To do >>
Given the material below, return only the lines starting at the line with "import threading" and ending at the line with "### Root cause analysis", exactly as they appear.

Information shown >>
Issue #555, opened 2026-05-21
[Bug] gpt-oss-120b-MXFP4-Q8 crashes every request: "There is no Stream(gpu, N) in current thread"


CBribiescas:
## Summary

`vllm-mlx serve mlx-community/gpt-oss-120b-MXFP4-Q8` cannot generate a single token. Every `POST /v1/chat/completions` returns 500. The traceback:

```
File ".../vllm_mlx/engine/simple.py", line 354, in run_bound
    for response in stream_generate(model, tokenizer, prompt, **kwargs):
File ".../mlx_lm/generate.py", line 716, in stream_generate
File ".../mlx_lm/generate.py", line 442, in generate_step
    mx.eval([c.state for c in prompt_cache])
RuntimeError: There is no Stream(gpu, N) in current thread.
```

The stream number `N` varies (0, 1, 2, …) depending on how many GPU ops the main thread executed before the first request — same root cause. Flags tried, none recover: `--tool-call-parser gpt-oss`, `--max-num-seqs 1`, `--enable-auto-tool-choice`, combinations of the above.

`Qwen3-Coder-30B-A3B-Instruct-MLX-4bit` on the same `vllm-mlx serve` works (also MoE, so this isn't "MoE in general").

## Environment

| | |
|---|---|
| `vllm-mlx` | 0.3.0 (PyPI) |
| `mlx-lm` | 0.31.3 |
| Python | 3.11 (conda) |
| OS | macOS Tahoe (Darwin 25.5.0) |
| Host | Apple M5 Pro Max, 128 GB unified memory |
| Model | `mlx-community/gpt-oss-120b-MXFP4-Q8` (MoE, 128 local experts, MXFP4 + group-size 32 affine quant) |

## Reproducer

Single Python script, no server needed (subprocess-isolates two scenarios to avoid MLX state cross-talk):

```bash
pip install vllm-mlx==0.3.0 mlx-lm==0.31.3
python repro.py /path/to/mlx-community/gpt-oss-120b-MXFP4-Q8
```

Expected output:

```
=== outer summary (subprocess-isolated) ===
  A (load main, gen worker): FAIL
  B (load worker, gen worker): OK
  >>> BUG REPRODUCED: load-on-main + generate-on-worker crashes;
                       load+generate on same worker thread succeeds.
```

What each scenario does:

| Scenario | Load thread | Generate thread | Mirrors vllm-mlx? | Result |
|---|---|---|---|---|
[...]

PR #556, opened 2026-05-21
fix(engine): pin MLX load + inference to one worker thread (fixes gpt-oss-120b crash)

CBribiescas:
## Summary

`vllm-mlx serve mlx-community/gpt-oss-120b-MXFP4-Q8` cannot generate a single token — every `POST /v1/chat/completions` returns 500 with `RuntimeError: There is no Stream(gpu, N) in current thread.` This PR gives `SimpleEngine` a dedicated single-thread MLX worker (`ThreadPoolExecutor(max_workers=1)`) and pins load, blocking inference, and streaming (both LLM and MLLM paths) to it. Load thread == inference thread == one MLX stream namespace, so models whose `nn.Module.__init__` touches the GPU (e.g. gpt-oss-120b's `QuantizedSwitchLinear`) no longer leave the model parameter arrays bound to a stream the inference worker can't reach.

Issue: #555 (root-cause walkthrough + reproducer).
Companion docs PR: #557 (M5 docs update, split out per review).

## Root cause (one paragraph)

`mlx_lm/models/switch_layers.py:QuantizedSwitchLinear.__init__` calls `mx.quantize(mx.random.uniform(shape=(num_experts, output_dims, input_dims)), mode="mxfp4")` before saved-weight load. That GPU op runs on whichever thread `MLXLanguageModel(...)` is constructed on — historically the event-loop thread — and promotes that thread's default stream so the model parameter `mx.array`s carry pending ops queued against it. `_run_blocking_serialized` then routes `model.chat` through `asyncio.to_thread`, landing on the default `ThreadPoolExecutor` (a different worker each call). `_bind_worker_generation_streams()` patches `mlx_lm.generate.generation_stream` for the worker, but can't re-thread the parameter arrays' stream affinity. `mx.eval([c.state for c in prompt_cache])` at `mlx_lm/generate.py:442` then can't find the loader's stream → `RuntimeError`. The comment at the old `vllm_mlx/engine/simple.py:239-242` explicitly predicted this class of issue ("Keep model load on the event-loop thread so default LLM stream_generate() runs on the same thread that owns model-associated streams") — but the streaming path doesn't actually run on the event-loop thread for all routes. This PR makes the invariant true unconditionally by owning one worker.

## Commits

1. **`180e3e7` engine: pin MLX load + inference to one worker thread**
   - `SimpleEngine.__init__` allocates `self._mlx_executor = ThreadPoolExecutor(max_workers=1, thread_name_prefix="mlx-worker")` and `self._mlx_thread_id: int | None = None`.
   - **`prepare_for_start`** self-routes: if the caller is on the MLX worker (re-entry from an inference path), runs inline; otherwise `self._mlx_executor.submit(self._mlx_marked_prepare).result()`. `_mlx_marked_prepare` records the worker thread id on first run. Callers on any thread — including `ResidencyManager._prepare_engine_start` in `lifecycle.py`, which calls `engine.prepare_for_start()` directly on the event-loop thread — end up with load running on the same single worker with **no `lifecycle.py` changes needed**.
   - **`_run_blocking_serialized`** routes through the engine's executor.
   - **`stream_generate`** body drives the sync iterator on the same executor via `_stream_in_mlx_executor`, piping chunks back to the event loop through `queue.Queue` + `await loop.run_in_executor(None, q.get)`. Event loop is no longer blocked synchronously during streaming.
   - **`stop`** shuts the executor down (`wait=False, cancel_futures=True`) and rebuilds it so re-`start` works in tests.

2. **`ad6364d` engine: extend MLLM `stream_chat` path through MLX worker too**
   - Same Stream(gpu, N) bug as the LLM path, different file. Hit live during a production migration when `gemma-4-E4B` (multimodal — loads through `mllm.py`) reproduced the error at `mllm.py:2161` via `mlx_vlm.generate.stream_generate`.
   - Routes the `_text_model is None and not has_media_content(messages)` branch in `stream_chat` through `_stream_in_mlx_executor` with the same pattern as the LLM path.

3. **`93effbf` engine: propagate cancel + drop redundant `wrap_future`** (review feedback)
   - **Cancel propagation in `_stream_in_mlx_executor`.** A consumer-side `threading.Event` is set in the async generator's `finally`; the producer checks it between chunks and exits early. Without this, a client disconnect leaves the producer generating tokens to completion on the single MLX worker, blocking all subsequent requests for the lifetime of the orphaned generation. **Verified live**: client disconnect after 2 chunks of an 800-token request → follow-up `'pong'` returns in **0.7 s** instead of waiting for the orphan to drain.
   - **Drop redundant `asyncio.wrap_future`.** `loop.run_in_executor` already returns an `asyncio.Future`; `asyncio.shield(task)` and `await task` work on it directly. Simplified to `task = loop.run_in_executor(self._mlx_executor, run_bound)`.

4. **`1e98201` test(simple_engine): update MLLM-stream-thread test for executor-pinning fix**
   - The existing regression `test_mllm_nonstream_text_only_without_text_model_keeps_stream_thread_owner` bypassed `prepare_for_start` and constructed `FakeMllmModel` on the test thread, asserting `stream_chat` ran on that thread. Under the new pinning behavior the model's owner is the MLX worker thread. Updated the test to construct `FakeMllmModel` via `prepare_for_start` under a patched `MLXMultimodalLM`, mirroring real load behavior. Same invariant — model owner thread == `stream_chat` thread — with the right owner.

`BatchedEngine` was not inspected; if it has the same architecture it would need the same shape — happy to send as a follow-up.

## Verification

Host: Apple **M5 Pro Max**, 128 GB unified memory, macOS Tahoe (Darwin 25.5.0).

- **Live smoke** against the actual misbehaving model:
  - `mlx-community/gpt-oss-120b-MXFP4-Q8` — chat: 200 OK with real text + `finish_reason`. Streaming: full SSE stream with `data: [DONE]` terminal. Three sequential warm-cache requests in <1 s each. No `Stream(gpu, N)` errors anywhere in server log.
  - `lmstudio-community/Qwen3-Coder-30B-A3B-Instruct-MLX-4bit` — `"pong"` with `finish_reason="stop"`. No regression.
  - `lmstudio-community/gemma-4-E4B-it-MLX-4bit` (MLLM-loaded) — `"pong"` with `finish_reason="stop"` via the MLLM text-only fallback path.
- **Cancel propagation** (commit 3): client disconnect mid-stream → follow-up request returns in 0.7 s; without the fix, follow-up would queue behind the orphaned generation.
- **Project test suite** on this branch:
  - Full fast suite (`pytest --ignore=test_lifecycle_cli.py`): **2070 passed, 0 failed**.
  - Targeted: `test_simple_engine` (38) + `test_simple_engine_cancel_serialization` (3) + `test_engine_core_stream_safety` (1) + `test_engine_core_thread_streams` (2) + `test_server::test_streaming_chat_no_stream_thread_error_after_residency_preload` (1) → **45/45 pass**.
  - `test_lifecycle_cli.py` has 3 pre-existing failures on `main` unrelated to this change (`'SimpleNamespace' object has no attribute 'models_config'` in `vllm_mlx/cli.py:37`); flagging FYI for a separate fix.

## Notes

- **Cancellation semantics in `_run_blocking_serialized`** preserved (`asyncio.shield(task) + on_cancel`), now operating directly on the `asyncio.Future` from `loop.run_in_executor`.
- **Streaming back-pressure**: the queue is unbounded; bounded only by `max_tokens` total memory (each chunk is a small `SimpleNamespace`). If you'd prefer bounded with backpressure, easy follow-up.
- **Alternative considered**: fix upstream in `mlx-lm` by lazy-init'ing `QuantizedSwitchLinear` so `__init__` doesn't touch the GPU. That would fix this for every consumer of mlx-lm, not just vllm-mlx, but it's a much wider surface. Happy to defer to your call.

## Test plan

- [ ] CI: full fast suite green
- [ ] Manual: `vllm-mlx serve` a gpt-oss-120b checkpoint, hit `/v1/chat/completions` with both `stream=false` and `stream=true`
- [ ] Manual: same against a non-MoE model (Qwen3-Coder-30B) and a multimodal model loaded as text-only (gemma-4-E4B-IT) to confirm both fixed paths and non-regression
- [ ] Manual: client-disconnect mid-stream → next request not blocked

### DIFF
--- a/tests/test_simple_engine.py
+++ b/tests/test_simple_engine.py
@@ -1152,11 +1152,16 @@ class TestSimpleEngineConcurrency:
     async def test_mllm_nonstream_text_only_without_text_model_keeps_stream_thread_owner(
         self,
     ):
-        """MLLM text-only non-stream path must keep stream_chat on model thread.
+        """MLLM text-only non-stream path must keep stream_chat on the same
+        thread as model construction (the SimpleEngine MLX worker).
 
-        Regression: aggregate_stream_chat -> stream_chat used _run_blocking_serialized,
-        which moved mlx_vlm stream generation to a worker thread and could raise
-        "There is no Stream(gpu, N) in current thread".
+        Regression: aggregate_stream_chat -> stream_chat used
+        _run_blocking_serialized, which moved mlx_vlm stream generation to
+        a different worker thread per call and could raise "There is no
+        Stream(gpu, N) in current thread". Now both load and inference are
+        pinned to ``self._mlx_executor`` (a single-thread executor), so the
+        model's "owner thread" is the executor thread and stream_chat must
+        run on that same thread.
         """
         from types import SimpleNamespace
 
@@ -1164,7 +1169,12 @@ class TestSimpleEngineConcurrency:
 
         class FakeMllmModel:
             def __init__(self):
+                # Captured on whichever thread SimpleEngine constructs us,
+                # which under the executor-pinning fix is the MLX worker.
                 self._owner_thread = threading.get_ident()
+
+            def load(self):
+                pass  # SimpleEngine.prepare_for_start calls this; no-op here
 
             def stream_chat(self, **kwargs):
                 if threading.get_ident() != self._owner_thread:
@@ -1175,15 +1185,23 @@ class TestSimpleEngineConcurrency:
                     prompt_tokens=3,
                 )
 
-        engine = SimpleEngine("test-model", force_mllm=True, mtp=False)
-        engine._loaded = True
-        engine._text_model = None
-        engine._model = FakeMllmModel()
+        # Patch the MLLM model class so SimpleEngine constructs FakeMllmModel
+        # via prepare_for_start on the MLX worker thread (matching prod load
+        # behavior), then the same executor runs stream_chat — single-thread
+        # invariant holds.
+        with patch(
+            "vllm_mlx.models.mllm.MLXMultimodalLM",
+            lambda *a, **k: FakeMllmModel(),
+        ):
+            engine = SimpleEngine("test-model", force_mllm=True, mtp=False)
+            engine.prepare_for_start()  # constructs FakeMllmModel on MLX worker
+            engine._loaded = True
+            engine._text_model = None
 
-        output = await engine.chat(
-            messages=[{"role": "user", "content": "Count: one, two, three"}],
-            max_tokens=16,
-        )
+            output = await engine.chat(
+                messages=[{"role": "user", "content": "Count: one, two, three"}],
+                max_tokens=16,
+            )
 
         assert output.text == "one, two, three"
         assert output.finish_reason == "stop"
--- a/vllm_mlx/engine/simple.py
+++ b/vllm_mlx/engine/simple.py
@@ -460,15 +460,23 @@ class SimpleEngine(BaseEngine):
         Mirrors the threading constraint enforced by ``prepare_for_start``:
         the model was loaded on the MLX worker, so iteration must happen on
         the same worker for MLX thread-local stream ownership to hold.
+
+        Cancellation: the consumer sets ``cancel_event`` in its ``finally``
+        block. The producer checks the event between chunks and breaks out
+        early so a disconnected client doesn't keep the single-threaded
+        ``_mlx_executor`` busy generating tokens nothing will consume.
         """
         import queue as _queue
 
         q: _queue.Queue = _queue.Queue()  # unbounded; max_tokens caps memory
+        cancel_event = threading.Event()
 
         def producer():
             try:
                 _bind_worker_generation_streams()
                 for chunk in factory():
+                    if cancel_event.is_set():
+                        break
                     q.put(("c", chunk))
             except BaseException as exc:
                 q.put(("e", exc))
@@ -486,8 +494,13 @@ class SimpleEngine(BaseEngine):
                     raise payload
                 yield payload
         finally:
-            # If the consumer broke early, the producer keeps pushing to an
-            # unbounded queue; it will exit on its own when the model
+            # Signal the producer to stop ASAP if the consumer is bailing
+            # (client disconnect, exception, or early break). Without this
+            # the producer continues generating tokens to completion on the
+            # single MLX worker thread and blocks all subsequent requests.
+            cancel_event.set()
+            # Producer will still emit the trailing ("d", None) sentinel after
+            # observing the cancel between chunks; no need to wait for fut.
             # iterator finishes or raises. No further action required here.
             if not fut.done():
                 pass
@@ -509,9 +522,10 @@ class SimpleEngine(BaseEngine):
             # asyncio.to_thread uses the default thread pool, landing on a
             # different worker per call and breaking model-parameter stream
             # affinity for models that touch the GPU during __init__.
+            # loop.run_in_executor already returns an asyncio.Future, so
+            # asyncio.shield/ensure_future work on it directly.
             loop = asyncio.get_running_loop()
-            future = loop.run_in_executor(self._mlx_executor, run_bound)
-            task = asyncio.ensure_future(asyncio.wrap_future(future))
+            task = loop.run_in_executor(self._mlx_executor, run_bound)
             try:
                 return await asyncio.shield(task)
             except asyncio.CancelledError:
--- a/vllm_mlx/engine/simple.py
+++ b/vllm_mlx/engine/simple.py
@@ -498,12 +498,10 @@ class SimpleEngine(BaseEngine):
             # (client disconnect, exception, or early break). Without this
             # the producer continues generating tokens to completion on the
             # single MLX worker thread and blocks all subsequent requests.
+            # The producer still emits the trailing ("d", None) sentinel
+            # after observing the cancel between chunks; no need to wait
+            # on the future explicitly.
             cancel_event.set()
-            # Producer will still emit the trailing ("d", None) sentinel after
-            # observing the cancel between chunks; no need to wait for fut.
-            # iterator finishes or raises. No further action required here.
-            if not fut.done():
-                pass
 
     async def _run_blocking_serialized(self, func, /, *args, on_cancel=None, **kwargs):
         """Run a blocking MLX operation under the generation lock.
--- a/vllm_mlx/engine/simple.py
+++ b/vllm_mlx/engine/simple.py
@@ -932,20 +932,25 @@ class SimpleEngine(BaseEngine):
             accumulated_text = ""
             token_count = 0
 
-            # Text-only fallback when no TextModel exists: keep execution on the
-            # current thread. Routing through to_thread can break mlx_vlm stream
-            # ownership on some models (Stream(gpu, N) mismatch).
+            # Text-only fallback when no TextModel exists: drive the sync
+            # iterator on the engine's dedicated MLX worker (same thread as
+            # load()), bridging chunks back via _stream_in_mlx_executor.
+            # mlx_vlm.stream_generate has the same Stream(gpu, N) thread-affinity
+            # bug as mlx_lm.stream_generate when run on a different thread than
+            # load() — see vllm-mlx PR #556 for the equivalent text-LLM fix.
             if self._text_model is None and not has_media_content(messages):
                 local_kwargs = mllm_call_kwargs()
 
                 async with self._generation_lock:
-                    _bind_worker_generation_streams()
-                    for chunk in self._model.stream_chat(
+                    stream_chat_kwargs = dict(
                         messages=messages,
                         max_tokens=max_tokens,
                         temperature=temperature,
                         tools=template_tools,
                         **local_kwargs,
+                    )
+                    async for chunk in self._stream_in_mlx_executor(
+                        lambda: self._model.stream_chat(**stream_chat_kwargs)
                     ):
                         token_count += 1
                         new_text = chunk.text if hasattr(chunk, "text") else str(chunk)
--- a/vllm_mlx/engine/simple.py
+++ b/vllm_mlx/engine/simple.py
@@ -13,6 +13,7 @@ import os
 import threading
 import time
 from collections.abc import AsyncIterator
+from concurrent.futures import ThreadPoolExecutor
 from typing import Any
 
 import mlx.core as mx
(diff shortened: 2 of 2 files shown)


janhilgard (commented):
## Code Review

CI: lint, type-check, test-matrix all pass. Apple Silicon runners still pending.

### Root cause analysis

Excellent diagnosis. `QuantizedSwitchLinear.__init__` calls `mx.quantize(mx.random.uniform(...))` which binds model parameter arrays to the loading thread's MLX stream. When `_run_blocking_serialized` routes inference through `asyncio.to_thread` (a different worker each call), the inference worker can't access those stream-bound arrays → `RuntimeError: There is no Stream(gpu, N) in current thread`.

### Core approach: dedicated MLX worker thread

Sound design. Pinning load + inference to a single `ThreadPoolExecutor(max_workers=1)` guarantees stream affinity. The approach is clean and the implementation touches only `SimpleEngine` internals.

### Issues found

**1. MLLM `stream_chat` inline path is not pinned to the MLX worker**

Lines 764-795 (current main) run `self._model.stream_chat()` synchronously on the event loop thread under `_generation_lock`:

```python
if self._text_model is None and not has_media_content(messages):
        _bind_worker_generation_streams()
        for chunk in self._model.stream_chat(...):  # ← event loop thread, not MLX worker
```

After this PR, model load happens on the MLX worker. If a future MLLM model has the same GPU-touching `__init__` pattern as gpt-oss-120b, this path would hit the same `Stream(gpu, N)` error. The fix should route this path through `_stream_in_mlx_executor` as well for consistency.

The `_run_blocking_serialized` MLLM path (lines 797-812) IS fixed by this PR since it now uses `_mlx_executor`. So only the inline streaming path is a gap.

**2. `_stream_in_mlx_executor` — producer doesn't stop on consumer cancellation**

```python
# If the consumer broke early, the producer keeps pushing to an
# unbounded queue; it will exit on its own when the model
# iterator finishes or raises. No further action required here.
if not fut.done():
    pass
```

When a client disconnects mid-stream, the producer keeps generating tokens to completion on the MLX worker thread. For long generations (`max_tokens=32768`), the MLX worker is occupied for minutes after the client is gone — and since `max_workers=1`, ALL other requests are queued behind it.

This is worse than the previous architecture where `asyncio.to_thread` would at least not block the _next_ request. Consider adding a `threading.Event` that the consumer sets on early exit, and the producer checks between chunks:

```python
cancel_event = threading.Event()

def producer():
    try:
        _bind_worker_generation_streams()
        for chunk in factory():
            if cancel_event.is_set():
                break
            q.put(("c", chunk))
    except BaseException as exc:
        q.put(("e", exc))
    finally:
        q.put(("d", None))

# In finally:
cancel_event.set()
```

**3. Redundant `asyncio.wrap_future` in `_run_blocking_serialized`**

```python
future = loop.run_in_executor(self._mlx_executor, run_bound)
task = asyncio.ensure_future(asyncio.wrap_future(future))
```

`loop.run_in_executor` already returns an `asyncio.Future`. `asyncio.wrap_future` on an already-asyncio Future is a no-op. This should simply be:

```python
task = loop.run_in_executor(self._mlx_executor, run_bound)
```

The `asyncio.shield(task)` and `task.add_done_callback` work on `asyncio.Future` directly.

**4. Two unrelated commits should be split**

The M5 docs update (14 files) is orthogonal to the engine fix. As the author suggests, it should be a separate PR to keep review focused.

### What works well

- `prepare_for_start` re-entry guard (`threading.get_ident() == self._mlx_thread_id`) is correct and handles `ResidencyManager` calling from the event loop thread
- `stop()` rebuilds the executor for test re-use
- The queue-based bridge in `_stream_in_mlx_executor` is a clean async/sync boundary pattern
- Cancellation semantics in `_run_blocking_serialized` are preserved (`asyncio.shield` + `on_cancel` callback)

### Verdict

The core fix is correct for the reported issue (LLM path with gpt-oss-120b). Point 2 (no cancellation propagation to producer) is the most important issue — a single cancelled request can block all subsequent requests for the lifetime of its generation. Points 1 and 3 are secondary.

janhilgard (changes requested):
Requesting changes for one blocking issue.

### Blocking: producer must stop on consumer cancellation

`_stream_in_mlx_executor` has no cancellation propagation. When a client disconnects mid-stream, the producer continues generating tokens to completion on the MLX worker. Since `max_workers=1`, this blocks ALL subsequent requests until the orphaned generation finishes (potentially minutes at `max_tokens=32768`).

Fix: add a `threading.Event` the consumer sets on early exit:

```python
async def _stream_in_mlx_executor(self, factory):
    import queue as _queue

    q: _queue.Queue = _queue.Queue()
    cancel = threading.Event()

    def producer():
        try:
            _bind_worker_generation_streams()
            for chunk in factory():
                if cancel.is_set():
                    break
                q.put(("c", chunk))
        except BaseException as exc:
            q.put(("e", exc))
        finally:
            q.put(("d", None))

    fut = self._mlx_executor.submit(producer)
    loop = asyncio.get_running_loop()
    try:
        while True:
            tag, payload = await loop.run_in_executor(None, q.get)
            if tag == "d":
                return
            if tag == "e":
                raise payload
            yield payload
    finally:
        cancel.set()
```

### Non-blocking notes (from previous review, still valid)

- Redundant `asyncio.wrap_future` — `loop.run_in_executor` already returns an asyncio Future
- MLLM `stream_chat` inline path (lines 764-795) not pinned to MLX worker — gap for future MLLM models with GPU-touching `__init__`
- M5 docs commit should be a separate PR

CBribiescas:
Thanks for the careful review @janhilgard. Pushed 3 commits addressing all three code items; replies inline.

### `735fb83` — MLLM `stream_chat` inline path (review item #1)

You're right that the inline path at the old lines 764–795 was a gap. I'd already hit this locally — during a production migration to drop Ollama for `gemma-4-E4B` (a multimodal model that loads through `mllm.py`), the same `Stream(gpu, N) in current thread` error fired from `mlx_vlm.generate.stream_generate` at `mllm.py:2161`. **Same root cause as the LLM path this PR originally fixed**: model loaded on one thread, sync iterator driven from another. I patched it locally with the same `_stream_in_mlx_executor` pattern at the time but hadn't pushed because the original PR was scoped to gpt-oss-120b — your review made it clear it belongs in this PR rather than a follow-up, so it's in now.

### `bf53f75` — cancel propagation (blocking, review item #2)

Implemented exactly as you suggested: `threading.Event` set by the consumer's `finally`, checked by the producer between chunks. Verified live on the actual stack:

- Client opens a streaming completion, reads 2 chunks (`max_tokens=800` request), then disconnects.
- Immediately fires a second non-streaming request to the same single-thread executor.
- **Before the fix:** the second request would queue behind the orphaned 800-token generation (multiple seconds blocked).
- **After the fix:** second request returns `'pong'` in **0.7 s** — the producer observed `cancel_event` between chunks and exited, freeing the worker.

Also bundled the second part of this commit:

### `bf53f75` — drop redundant `asyncio.wrap_future` (review item #3)

Correct, `loop.run_in_executor` already returns an `asyncio.Future`. Simplified to `task = loop.run_in_executor(self._mlx_executor, run_bound)`. `asyncio.shield(task)` and the `await task` in the cancel-handler both work directly.

### `3db91c4` — test update

The existing `test_mllm_nonstream_text_only_without_text_model_keeps_stream_thread_owner` regression test bypassed `prepare_for_start` and constructed `FakeMllmModel` on the test thread, then asserted that `stream_chat` ran on that same test thread. Under the new executor-pinning behavior the model's owner is the MLX worker thread, not the caller. Updated the test to construct `FakeMllmModel` via `prepare_for_start` under a patched `MLXMultimodalLM`, mirroring real load behavior. The test still asserts the same invariant — model owner thread == stream_chat thread — just with the correct owner now.

### Test results on the rebased branch

- `test_simple_engine` (38) + `test_simple_engine_cancel_serialization` (3) + `test_engine_core_stream_safety` (1) + `test_engine_core_thread_streams` (2) + `test_server::test_streaming_chat_no_stream_thread_error_after_residency_preload` (1) → **45/45 pass**
- Full fast suite (`pytest --ignore=test_lifecycle_cli.py`) → **2070 passed, 0 failed**

### Review item #4 — split M5 docs into separate PR

Will do this in a follow-up. Hold off rebase-then-force-push until you've had a chance to look at the other three changes, in case the rebase obscures the diff during re-review.

CBribiescas:
Update on review item #4: M5 docs commit is now its own PR — #557. Rebased this branch to drop `e0ac67f`; the force-push leaves this PR with only the 4 engine/test commits. Both PRs now reviewable independently.

janhilgard (approved):
All four review items addressed. CI fully green (lint, type-check, test-matrix 3.10–3.13, Apple Silicon 3.11+3.13).

Verified in the updated diff:

1. **MLLM `stream_chat` text-only fallback** (`stream_chat` lines 911+) now routes through `_stream_in_mlx_executor`, matching the LLM `stream_generate` fix. ✓

2. **Cancel propagation** — `threading.Event` checked between chunks in the producer, set in the consumer's `finally`. The live verification (0.7 s follow-up after mid-stream disconnect vs blocked-to-completion before) is convincing. ✓

3. **Redundant `asyncio.wrap_future`** dropped — `loop.run_in_executor` returns an `asyncio.Future` directly, `asyncio.shield(task)` works on it. ✓

4. **M5 docs** split into #557. ✓

5. **Test** correctly mirrors production load behavior: `FakeMllmModel` constructed via `prepare_for_start` on the MLX worker, asserting the same invariant (owner thread == `stream_chat` thread). ✓

One minor nit (non-blocking): the `if not fut.done(): pass` at `_stream_in_mlx_executor` line ~462 is dead code left from the pre-cancel-event version. Can be dropped in a follow-up or squash.

Thump604:
@CBribiescas this looks approved and CI-green, but GitHub currently reports it as conflicting against `main` (`mergeable=CONFLICTING`, `mergeStateStatus=DIRTY`). Could you rebase/refresh the branch when you have a chance so Wayner can evaluate it for merge without conflict handling? I am not asking for any scope change here.

CBribiescas:
@Thump604 rebased onto current `main` (force-push, --force-with-lease). One textual conflict in `simple.py` from the `_should_route_text_through_text_model` helper added in #507 — resolved by keeping both methods (they live in the same area but don't overlap semantically). All 45 targeted tests pass on the rebased branch; full fast suite still green.

Also addressed @janhilgard's nit (`0fd493e`): dropped the dead `if not fut.done(): pass` block in `_stream_in_mlx_executor` — leftover from the pre-cancel-event version.

Branch now 5 commits ahead of `main`. Ready for merge whenever Wayner gets to it.

CBribiescas:
Closing as superseded — `vllm-mlx==0.4.0rc1` resolves the original Stream(gpu, N) crash via your stream-rebind approach in \`vllm_mlx/mlx_streams.py\`, which is a smaller and more targeted fix than the engine-wide executor pinning this PR proposed. Verified the crash is gone on `gpt-oss-120b-MXFP4-Q8` with 0.4.0rc1.

Thanks @janhilgard for the careful review and the cancel-propagation catch — that pattern (Event between producer and consumer) is worth keeping in mind if executor-pinning ever shows up in a future PR.

The fork branch will stay on `CBribiescas/vllm-mlx` in case anything's useful for reference.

Exercise solution >>
 import threading
 import time
 from collections.abc import AsyncIterator
+from concurrent.futures import ThreadPoolExecutor
 from typing import Any
 
 import mlx.core as mx
(diff shortened: 2 of 2 files shown)


janhilgard (commented):
## Code Review

CI: lint, type-check, test-matrix all pass. Apple Silicon runners still pending.

### Root cause analysis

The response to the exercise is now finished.